Coca Cola’s new measures and practices also allowed the company to guarantee three-day delivery since
2011. It increased improvement od delivers that arrive by due date by 1.7 percent and the right number of products
and lack of quality problems to 98.4 percent. The measures and practices that Coca Cola put in place were
(Montague-Jones, 2011).:

• Manufacturing products more frequently


• Making change to the production lines so that products can be manufactured in different sites that are
closer to customers.
• Establishing fixed daily journeys between main factories.
• Having weekly meetings between European team and the local ones to forecast production and journey
needs in the medium turn.
• Putting in place common journey indicators shared to all team members of the supply chain.

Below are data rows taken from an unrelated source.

PR #99, opened 2021-08-02
PCRM-3724 Add FHIR Call

aparimoo-nhs:
Integration with FHIR API PDS call 
Added service for SSM Get and Put parameters
Updated unit tests


test/unittests/packages/utils/test_ssm.py
```diff
@@ -0,0 +1,26 @@
...
+    param = get_ssm_params(SSM_PARAM_PREFIX, REGION_NAME)
+    expected = {
+        "pds_api_app_key": "test",
+        "pds_api_private_key": "'-----BEGIN PUBLIC KEY-----\n test\n-----END PUBLIC KEY-----'",
+        "pds_api_access_token": '{"access_token": "ZAbKUoARjkBAYFbfqdGdLtN9ucj6", "expires_in": "599", "token_type": "Bearer", "issued_at": "1627882540"}',
+    }
+    assert param == expected
+
+
+@pytest.mark.xfail
```
joeds13, line 18: Does this test need fixing?

test/unittests/packages/utils/test_ssm.py
```diff
@@ -0,0 +1,26 @@
...
+
+from test.unittests.conftest import SSM_PARAM_PREFIX, REGION_NAME
+
+
+def test_get_ssm(mock_pds_private_key, mock_pds_app_key, mock_pds_access_token):
+    param = get_ssm_params(SSM_PARAM_PREFIX, REGION_NAME)
+    expected = {
+        "pds_api_app_key": "test",
+        "pds_api_private_key": "'-----BEGIN PUBLIC KEY-----\n test\n-----END PUBLIC KEY-----'",
+        "pds_api_access_token": '{"access_token": "ZAbKUoARjkBAYFbfqdGdLtN9ucj6", "expires_in": "599", "token_type": "Bearer", "issued_at": "1627882540"}',
```
joeds13, line 13: Can the `access_token` look more like a test string than a real string?

As in `'{"access_token": "this_is_a_test_token"}'`

terraform/stacks/list-reconciliation/modules.tf
```diff
@@ -96,3 +108,9 @@ module "test_data" {
   LR_22_bucket = module.s3.buckets.LR-22.bucket
   kms_key_arn  = module.kms["s3"].output.arn
 }
+
+module "ssm_store" {
```
joeds13, line 112: Prefer to keep the module name to be the same as the modules source directory name, so just `ssm`

terraform/stacks/list-reconciliation/locals.tf
```diff
@@ -15,6 +15,20 @@ locals {
     # prod = "arn:aws:iam::000000000000:role/LRTerraformDeploy"
   }
 
+  pds_fhir_api_uri = {
```
joeds13, line 18: These should be a single variable, for just the URL, as the paths won't change between environments spo can be stored as constants in Python

terraform/stacks/list-reconciliation/locals.tf
```diff
@@ -15,6 +15,20 @@ locals {
...
+    dev     = "https://ref.api.service.nhs.uk/personal-demographics/FHIR/R4"
```
joeds13, line 19: We have no named environment `dev` so remove this

terraform/stacks/list-reconciliation/locals.tf
```diff
@@ -15,6 +15,20 @@ locals {
...
+    default = "https://ref.api.service.nhs.uk/personal-demographics/FHIR/R4",
```
joeds13, line 20: Should default to the sandbox URL

terraform/modules/ssm/pds_ssm.tf
```diff
@@ -0,0 +1,23 @@
+resource "aws_ssm_parameter" "pds_fhir_api_private_key" {
```
joeds13, line 1: File can be called `pds.tf` as we are in the `ssm` module so don't need the repetition

terraform/modules/ssm/outputs.tf
```diff
@@ -0,0 +1,4 @@
+
+output "pds_ssm" {
```
joeds13, line 2: Should be more descriptive of the type, so something like `pds_ssm_parameters_path`

terraform/modules/lambda/variables.tf
```diff
@@ -72,3 +73,15 @@ variable "log_retention_in_days" {
     error_message = "The log_retention_in_days value must be greater than or equal to 1."
   }
 }
+
+variable "pds_token_url" {
```
joeds13, line 77: PLease include descriptions of these three variables

terraform/modules/lambda/lambda.tf
```diff
@@ -162,13 +165,16 @@ module "LR-12" {
...
   mock_pds_data_bucket_arn              = var.mock_pds_data_bucket.arn
-  pds_url                               = "s3://${var.mock_pds_data_bucket.name}/${var.pds_url}"
+  pds_url                               = var.pds_url
   pds_api_retries                       = var.pds_api_retries
   suffix                                = var.suffix
   lambda_handler                        = var.lambda_handler
   dynamodb_kms_key                      = var.dynamodb_kms_key
   s3_kms_key                            = var.s3_kms_key
   log_retention_in_days                 = var.log_retention_in_days
+  token_url                             = var.pds_token_url
```
joeds13, line 175: Keep the variable name consistent: `pds_token_url = var.pds_token_url`

terraform/modules/lambda/lambda.tf
```diff
@@ -69,12 +69,15 @@ module "LR-07" {
...
   lr_06_bucket             = var.s3_buckets.LR-06.bucket
   mock_pds_data_bucket_arn = var.mock_pds_data_bucket.arn
-  pds_url                  = "s3://${var.mock_pds_data_bucket.name}/${var.pds_url}"
+  pds_url                  = var.pds_url
   suffix                   = var.suffix
   lambda_handler           = var.lambda_handler
   dynamodb_kms_key         = var.dynamodb_kms_key
   s3_kms_key               = var.s3_kms_key
   log_retention_in_days    = var.log_retention_in_days
+  token_url                = var.pds_token_url
```
joeds13, line 78: Keep the variable name consistent: pds_token_url = var.pds_token_url

terraform/modules/lambda/lambda.tf
```diff
@@ -162,13 +165,16 @@ module "LR-12" {
...
+  pds_url                               = var.pds_url
   pds_api_retries                       = var.pds_api_retries
   suffix                                = var.suffix
   lambda_handler                        = var.lambda_handler
   dynamodb_kms_key                      = var.dynamodb_kms_key
   s3_kms_key                            = var.s3_kms_key
   log_retention_in_days                 = var.log_retention_in_days
+  token_url                             = var.pds_token_url
+  ssm_kms_key                           = var.ssm_kms_key
+  pds_ssm                               = var.pds_ssm_prefix
```
joeds13, line 177: Keep the variable name consistent: `pds_ssm_prefix = var.pds_ssm_prefix`

terraform/modules/lambda/lambda.tf
```diff
@@ -69,12 +69,15 @@ module "LR-07" {
...
-  pds_url                  = "s3://${var.mock_pds_data_bucket.name}/${var.pds_url}"
+  pds_url                  = var.pds_url
   suffix                   = var.suffix
   lambda_handler           = var.lambda_handler
   dynamodb_kms_key         = var.dynamodb_kms_key
   s3_kms_key               = var.s3_kms_key
   log_retention_in_days    = var.log_retention_in_days
+  token_url                = var.pds_token_url
+  ssm_kms_key              = var.ssm_kms_key
+  pds_ssm                  = var.pds_ssm_prefix
```
joeds13, line 80: Keep the variable name consistent: `pds_ssm_prefix = var.pds_ssm_prefix`

terraform/modules/lambda/LR-12/locals.tf
```diff
@@ -0,0 +1,3 @@
+locals {
+  param_name = "${var.lambda_name}-${var.suffix}"
```
joeds13, line 2: Variable should be called `name`

terraform/modules/lambda/LR-12/iam.tf
```diff
@@ -114,6 +115,18 @@ resource "aws_iam_policy" "policy" {
...
+        {
+            "Effect": "Allow",
+            "Action": [
+                "ssm:PutParameter",
+                "ssm:GetParametersByPath",
+                "ssm:GetParameters",
+                "ssm:GetParameter"
+            ],
+            "Resource":[
+                  "arn:aws:ssm:eu-west-2:${data.aws_caller_identity.current.account_id}:parameter/${var.pds_ssm}/**"
```
joeds13, line 128: As we have all three parameters created in terraform, we could have each named rather than using a wildcard

Then we could have separate statements, controlling fine grained controls on each of them, for example only allowing the put on the token variable

terraform/modules/lambda/LR-07/locals.tf
```diff
@@ -0,0 +1,3 @@
+locals {
+  ssm_name = "${var.lambda_name}-${var.suffix}"
```
joeds13, line 2: Just be `name`

terraform/modules/lambda/LR-07/iam.tf
```diff
@@ -114,8 +117,20 @@ resource "aws_iam_policy" "policy" {
...
+         {
+            "Effect": "Allow",
+            "Action": [
+                "ssm:PutParameter",
+                "ssm:GetParametersByPath",
+                "ssm:GetParameters",
+                "ssm:GetParameter"
+            ],
+            "Resource":[
+                  "arn:aws:ssm:eu-west-2:${data.aws_caller_identity.current.account_id}:parameter/${var.pds_ssm}/*"
```
joeds13, line 130: As we have all three parameters created in terraform, we could have each named rather than using a wildcard

Then we could have separate statements, controlling fine grained controls on each of them, for example only allowing the put on the token variable

pytest.ini
```diff
@@ -6,7 +6,9 @@ env =
     AWS_SECRET_ACCESS_KEY=testing
     AWS_SECURITY_TOKEN=testing
     AWS_SESSION_TOKEN=testing
-    PDS_API_URL=s3://mock-pds-data/pds_api_data.csv
+    PDS_API_URL=http://test-url
+    PDS_TOKEN_URL=https://test-url/oauth/token
+    SSM_STORE_PREFIX=/ash-dev/pds/
```
joeds13, line 11: Generic name not `ash-dev`

packages/utils/ssm.py
```diff
@@ -0,0 +1,28 @@
+import boto3
+import os
+import json
+
+
+def get_ssm_params(ssm_path, region):
+    ssm_client = boto3.client("ssm", region_name=region)
```
joeds13, line 7: Initialise the ssm client in the top level scope and then use it in the two functions

Means boto3 is initialised at application startup rather than every function call

packages/utils/pds_api_service.py
```diff
@@ -1,120 +1,380 @@
...
-        "version": content["meta"]["versionId"],
-    }
-
-
-def get_pds_record(nhs_number, *args, **kwargs):
-    if PDS_API_URL.startswith("http"):
-        return get_pds_fhir_record(PDS_API_URL, nhs_number, *args, **kwargs)
-    elif PDS_API_URL.startswith("s3"):
-        return get_mock_pds_record(PDS_API_URL, nhs_number, *args, **kwargs)
+            # TODO Change to prod before merge
```
joeds13, line 242: Do this TODO?

packages/utils/pds_api_service.py
```diff
@@ -1,120 +1,380 @@
...
+        {"name": "sensitive", "value": "meta.security.[*].code", "default": ""},
+        {"name": "version", "value": "meta.versionId", "default": ""},
+    ]
+}
+
+
+class FHIRAPIHelper:
+    """Class for FHIR API request"""
+
+    def __init__(self, system_config, logger):
```
joeds13, line 74: Passing in the LambdaApplication system_config and logger tightly couples this code to the spine-aws-common implementation

It's a significant change but it we be better to only pass in the configuration specific to the FHIR API

Also it's debatable if there should be any logging in this class, as it's not a "business logic" piece of code and should just be passing errors back up to the caller

packages/utils/pds_api_service.py
```diff
@@ -1,120 +1,380 @@
...
+            logger.write_log(
+                "UTI9995",
+                "Lambda system config unavailable",
+                {
+                    "logger": "List-Rec FHIR Service",
+                    "level": "INFO",
+                    "message": "System config is not available",
+                },
+            )
+            raise PDSAPIError("System config not available, exiting")
```
joeds13, line 86: There's some naming inconsistency that may confuse users inexperienced with this area with having both `PDSAPI` and `FHIRAPI` used interchangeably

joeds13 (changes requested):

packages/utils/pds_api_service.py
```diff
@@ -1,120 +1,380 @@
...
+                    headers=additional_headers,
+                )
+                form_data = {
+                    "client_assertion_type": "urn:ietf:params:oauth:client-assertion-type:jwt-bearer",
+                    "client_assertion": j,
+                    "grant_type": "client_credentials",
+                }
+                response = requests.post(self.pds_token_url, data=form_data)
+                token = response.json()
+                put_ssm_params(
```
joeds13, line 134: Are we worried about any race conditions here, if this called in two Lambdas, will they fight? Would a collision even cause an issue?

terraform/modules/lambda/variables.tf
```diff
@@ -48,6 +48,7 @@ variable "s3_kms_key" {
   type = map(string)
 }
 
+
```
abbas-khan8, line 51: Unnecessary extra line here?

HarveyNHS (approved):
Approved

packages/utils/pds_api_service.py
aparimoo-nhs: I didn't see any issue so far , looking at forum some have noticed exception 'TooManyUpdate'. i have handled that in code to retry if '`TooManyUpdate`' exception is raised

terraform/stacks/list-reconciliation/locals.tf
aparimoo-nhs: that would tie code with url if the version changes , the way it looks that version no is appended to the path. if version changes code needs changing

joeds13: If the version in the API URI changes, then that will be a breaking contract change which would result in the code needing to change? 
Therefore it makes sense that the code owns what version(s) it supports rather than it just being passed along in the URL as part of the configuration

terraform/modules/ssm/pds.tf
```diff
@@ -0,0 +1,23 @@
+resource "aws_ssm_parameter" "pds_fhir_api_private_key" {
+  name      = "/${var.prefix}/pds/pds_api_private_key"
+  overwrite = true
+  type      = "SecureString"
+  value     = "test"
```
joeds13, line 5: `value     = "To Replace"`

Matches MESH Module: https://github.com/NHSDigital/spine-core-aws-common/blob/develop/terraform/mesh_aws/ssm_config.tf

terraform/modules/ssm/pds.tf
```diff
@@ -0,0 +1,23 @@
...
+  key_id    = var.ssm_kms_arn
+}
+
+resource "aws_ssm_parameter" "pds_fhir_app_key" {
+  name      = "/${var.prefix}/pds/pds_api_app_key"
+  overwrite = true
+  type      = "SecureString"
+  value     = "test"
```
joeds13, line 21: `value     = "To Replace"`

Matches MESH Module: https://github.com/NHSDigital/spine-core-aws-common/blob/develop/terraform/mesh_aws/ssm_config.tf

abbas-khan8 (approved):

terraform/stacks/list-reconciliation/locals.tf
```diff
@@ -15,6 +15,13 @@ locals {
     # prod = "arn:aws:iam::000000000000:role/LRTerraformDeploy"
   }
 
+  pds_fhir_api_uri = {
+    test    = "https://ref.api.service.nhs.uk"
+    default = "https://sandbox.api.service.nhs.uk",
+    preprod = ""
```
joeds13, line 21: If this is empty, Integration Tests in PreProd will fail, should it be sandbox or ref?

If it's ref we'll need to get the creds setup after merge

As you're editing it, I'd call this variable `pds_fhir_api_url` not `uri` to be more accurate

joeds13 (changes requested):

packages/lambda_code/LR_07_pds_hydrate/lr_07_lambda_handler.py
```diff
@@ -118,11 +119,11 @@ def pds_hydrate(self, job_id: str, record: Demographics) -> Success:
...
 
         try:
-            pds_record = get_pds_record(record.NhsNumber, max_retries=5, backoff_factor=1)
+            pds_record = self.api.get_pds_record(record.NhsNumber, job_id)
 
         except PDSAPIError as err:
-            msg = f"Error fetching PDS record for NHS number {record.NhsNumber}, {err.details}"
-            error_response = log_dynamodb_error(self.log_object, job_id, err.details["code"], msg)
+            msg = f"Error fetching PDS record for NHS number {record.NhsNumber}, {str(err)}"
+            error_response = log_dynamodb_error(self.log_object, job_id, str(err), msg)
```
jamesnunnnhs, line 126: Are we still supposed to be logging errors to dynamo? I thought we were dropping that

packages/utils/pds_api_service.py
```diff
@@ -1,120 +1,314 @@
...
+    ]
+}
+
+
+class PDSAPIHelper:
+    """Class for FHIR PDS API request"""
+
+    def __init__(self, system_config):
+        self.pds_data = {}
+        if not isinstance(system_config, dict):
```
jamesnunnnhs, line 82: How about adding a typehint for system_config and a bit of documentation about how it's used or behaves.

packages/utils/pds_api_service.py
```diff
@@ -1,120 +1,314 @@
...
+                        string_type="SecureString",
+                    )
+                except RuntimeError:
+                    # Avoid Race condition , try again to add parameters
+                    put_ssm_params(
+                        f"{self.ssm_store_path}{PDSParamStore.PDS_ACCESS_TOKEN.value}",
+                        region="eu-west-2",
+                        data_string=token,
+                        string_type="SecureString",
+                    )
```
jamesnunnnhs, line 137: Isn't it possible for this to enter a non-exiting loop until the lambda times out? Maybe put a retry on this? 

See `utils.retry_func` for a retryer

packages/utils/pds_api_service.py
```diff
@@ -1,120 +1,314 @@
...
+            else:
+                # token is either expired or not set
+                token = json.loads(self.ssm_params["pds_api_access_token"])
+
+            return token
+
+        except Exception as e:
+            raise PDSAPIError(e)
+
+    def get_pds_record(self, nhs_number, job_id) -> dict:
```
jamesnunnnhs, line 147: Can you add some typehints for this and if it's possible, a return type as expected like `Dict[str, str]` or even define a type and return that?

packages/utils/pds_api_service.py
```diff
@@ -1,120 +1,314 @@
...
+            # Patient Record is REDACTED
+            redacted_patient_data = self.convert_pds_to_list_rec_data()
+            redacted_patient_data.update(
+                {"sensitive": SensitiveMarkers.REDACTED.value}
+            )  # update dict with REDACTED
+            return redacted_patient_data
+
+        elif status_code == 404 and error_code == "RESOURCE_NOT_FOUND":
+            # PDS data not found for the patient
+            return {}
```
jamesnunnnhs, line 285: I would tend to return `None` rather than an empty object unless you'd expect to be able to process the empty object later in the caller

pytest.ini
```diff
@@ -6,7 +6,8 @@ env =
     AWS_SECRET_ACCESS_KEY=testing
     AWS_SECURITY_TOKEN=testing
     AWS_SESSION_TOKEN=testing
-    PDS_API_URL=s3://mock-pds-data/pds_api_data.csv
+    PDS_BASE_URL=http://sandbox.test-url
+    SSM_STORE_PREFIX=/dev/pds/
```
jamesnunnnhs, line 10: should the prefix include the trailing `/`? I think so because it looks like in the iam definition you add it explicitly

terraform/modules/lambda/LR-12/iam.tf
```diff
@@ -114,6 +115,26 @@ resource "aws_iam_policy" "policy" {
...
+        },
+        {
+            "Effect": "Allow",
+            "Action": [
+                "ssm:GetParametersByPath",
+                "ssm:GetParameters",
+                "ssm:GetParameter"
+            ],
+            "Resource":[
+                  "arn:aws:ssm:eu-west-2:${data.aws_caller_identity.current.account_id}:parameter/${var.pds_ssm_prefix}/**"
```
jamesnunnnhs, line 127: Two `*`s? Does it handle that or is it an error?

terraform/modules/lambda/LR-12/lambda.tf
```diff
@@ -32,8 +33,9 @@ resource "aws_lambda_function" "LR-12-Lambda" {
       ERRORS_TABLE                            = var.errors_table_name
       LR_13_REGISTRATIONS_OUTPUT_BUCKET       = var.registrations_output_bucket
       LR_22_PDS_PRACTICE_REGISTRATIONS_BUCKET = var.pds_practice_registrations_bucket
-      PDS_API_URL                             = var.pds_url
+      PDS_BASE_URL                            = var.pds_base_url
       PDS_API_RETRIES                         = var.pds_api_retries
+      SSM_STORE_PREFIX                        = "/${var.pds_ssm_prefix}/"
```
jamesnunnnhs, line 38: Just check the prefix trailing `/` per my other comments

terraform/modules/lambda/lambda.tf
```diff
@@ -70,12 +70,16 @@ module "LR-07" {
   lr_06_bucket_arn         = var.s3_buckets.LR-06.arn
   lr_06_bucket             = var.s3_buckets.LR-06.bucket
   mock_pds_data_bucket_arn = var.mock_pds_data_bucket.arn
-  pds_url                  = "s3://${var.mock_pds_data_bucket.name}/${var.pds_url}"
   suffix                   = var.suffix
   lambda_handler           = var.lambda_handler
   dynamodb_kms_key         = var.dynamodb_kms_key
   s3_kms_key               = var.s3_kms_key
   log_retention_in_days    = var.log_retention_in_days
+
```
jamesnunnnhs, line 78: I think the terraform gods won't like this newline

terraform/modules/ssm/outputs.tf
```diff
@@ -0,0 +1,16 @@
+
+output "pds_ssm_parameters_path" {
+  value = "${var.prefix}/pds"
```
jamesnunnnhs, line 3: Check how this plays with the prefix having included the trailing `/`

packages/lambda_code/LR_07_pds_hydrate/lr_07_lambda_handler.py
aparimoo-nhs: not in this story

pytest.ini
aparimoo-nhs: This is for test so i am passing the prefix

joeds13 (approved):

Coca-Cola Hellenic based in Athens optimized its logistical processes utilizing the support from the ORTEC
logistics company. ORTEC enables the company to have solutions available in SAP embedded and non-embedded
versions so that it can implement the same functionalities uniformly anywhere. It also standardizes the logistics
processes that are attributed in the decision-making process. SAP embedded implications allows data to be
consistent and current in all planning phases.